Scenario 2: Asynchronous-signal unsafe functions called during lazy initialization:
Another case appears to be especially easily triggered via SIGPROF profiling:
- There is an existing thread.
- The program does a dlopen of a shared library that uses TLS.
- The shared library installs a signal handler that refers to a TLS variable.
- The signal handler is called on the existing thread.
- Because shared library TLS variables are installed lazily, the existing thread does not yet have a copy of the TLS variable.
- Therefore the signal handlers TLS reference calls malloc.

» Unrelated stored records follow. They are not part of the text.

PR #760, opened 2020-11-09
Update test.yml

XhmikosR:
* skip dependabot branches
* switch to Node.js 14.x for coveralls

### DIFF
--- a/.github/workflows/test.yml
+++ b/.github/workflows/test.yml
@@ -4,6 +4,8 @@ on:
   push:
     branches:
       - master
+    branches-ignore:
+      - "dependabot/**"
   pull_request:
     branches:
       - "**"
@@ -42,6 +44,6 @@ jobs:
 
       - name: Run Coveralls
         uses: coverallsapp/github-action@master
-        if: startsWith(matrix.os, 'ubuntu') && matrix.node == 12
+        if: startsWith(matrix.os, 'ubuntu') && matrix.node == 14
         with:
           github-token: "${{ secrets.GITHUB_TOKEN }}"
--- a/.github/workflows/test.yml
+++ b/.github/workflows/test.yml
@@ -4,8 +4,7 @@ on:
   push:
     branches:
       - master
-    branches-ignore:
-      - "dependabot/**"
+      - "!dependabot/**"
   pull_request:
     branches:
       - "**"


XhmikosR:
BTW @raineorshine I'm getting two failures on Windows 10 with the native Windows cmd (CI does not use this on Windows hence why it passes there)

```
  198 passing (1m)
  1 pending
  2 failing

  1) doctor
       upgrade dependencies when tests pass:
     AssertionError: expected 'npm install\nnpm run test\n' to include '✓ Tests pass'
      at Context.<anonymous> (test\test-doctor.js:70:19)
      at processTicksAndRejections (internal/process/task_queues.js:93:5)

  2) yarn
       "No lockfile" error should be thrown on list command when there is no lockfile:

      AssertionError: expected promise to be rejected with an error including 'No lockfile in this directory. Run `yarn install` to generate one.' but got 'Unexpected token E in JSON at position 0'
      + expected - actual

      -Unexpected token E in JSON at position 0
      +No lockfile in this directory. Run `yarn install` to generate one.
```

The first one is due to the Unicode character which unfortunately Windows does not display properly.

The second one, could it be because I don't have yarn installed?

That being said, we could change CI to use the native cmd on Windows if needed, or just ignore all this since it seems to be trivial, your call :)

XhmikosR:
Also, perhaps we should add Node.js 15 to catch any issues early?

.github/workflows/test.yml
```diff
@@ -4,6 +4,8 @@ on:
   push:
     branches:
       - master
+    branches-ignore:
+      - "dependabot/**"
```
raineorshine, line 8: > * skip dependabot branches

Could you explain this? Does this cause the tests to not be run on dependabot PR's?

XhmikosR: It only skip the branch builds since dependabot always opens a PR so it's duplicate runs :)

raineorshine:
> The first one is due to the Unicode character which unfortunately Windows does not display properly.

Perhaps just matching against "Tests pass" would fix it?

> The second one, could it be because I don't have yarn installed?

Yes, I see now that we need `yarn` as a `devDependency` to run the [yarn tests](https://github.com/raineorshine/npm-check-updates/blob/master/test/package-managers/yarn/index.js), and we probably need a way to mock yarn with the local version since by default it uses the system yarn. Is this something you'd be able to help with?

> That being said, we could change CI to use the native cmd on Windows if needed, or just ignore all this since it seems to be trivial, your call :)

Good question. What does the CI use on Windows instead of the native cmd? If we switch to the native cmd, will the other one still work, or do we need to run on both?

XhmikosR:
> > The first one is due to the Unicode character which unfortunately Windows does not display properly.
> 
> Perhaps just matching against "Tests pass" would fix it?

Yup, that would work.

- If the signal occurred during a call to malloc, which is not asynchronous-signal safe, we have a deadlock.
Upstream discussions:
An original discussion of the issues was started by Paul Pluzhnikov from Google:
https://sourceware.org/ml/libc-alpha/2012-06/msg00335.html
The discussion has been resurrected here:
https://sourceware.org/ml/libc-alpha/2013-09/msg00563.html
Design Considerations
- Discuss some alternative solutions to the problem at hand and why they were rejected.
- Are there any ISO C11 implications?
- ISO C11 wording in 7.14.1.1 p5:
{{{If the signal occurs other than as the result of calling the abort or raise function, the behavior is undefined if the signal handler refers to any object with static or thread storage duration that is not a lock-free atomic object other than by assigning a value to an object declared as volatile sig_atomic_t, or the signal handler calls any function in the standard library other than the abort function, the _Exit function, the quick_exit function, or the signal function with the first argument equal to the signal number corresponding to the signal that caused the invocation of the handler. Furthermore, if such a call to the signal function results in a SIG_ERR return, the value of errno is indeterminate.252) }}}
- Will our TLS variables become lock-free atomic objects?

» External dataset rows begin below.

PR #761, opened 2020-11-09
Regenerate package-lock.json

XhmikosR:
This had a weird entry...

```json
    "jsonlines": {
      "version": "0.1.1",
      "resolved": "https://registry.npm.taobao.org/jsonlines/download/jsonlines-0.1.1.tgz",
      "integrity": "sha1-T80kbcXQ44aRkHxEqwAveC0dlMw="
    },
```

Note that we can use [lockfile-lint](https://github.com/lirantal/lockfile-lint) to catch such issues.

- Post the patches for an implementation and allow time for upstream review and testing on various architectures.
- Provide detailed performance implications of the patches. Preference is to have some data that shows that standard uses of TLS are not negatively impacted.
- Provide changes to the manual to explain that accessing thread local storage is now async-signal safe and will be going forward.
- Consider providing some way to assure that old programs using TLS in a signal handler fail safe. If it can't be assured, explain why not.
- Similarly provide symbol versioning to prevent a new program from being run on an old glibc that doesn't provide AS-safe TLS vars.
- Provide proof that another arriving signal that interrupts the dynamic TLS setup won't cause the setup to fail.
- Provide proof that another thread calling fork that interrupts the dynamic TLS setup won't cause the setup to fail (similar to re-entrancy requirement, but should be considered separately).
- Provide proof that an asynchronous cancellation of the thread in the singal handler doing the dynamic TLS setup won't cause the setup to fail (again similar to re-entrancy ...).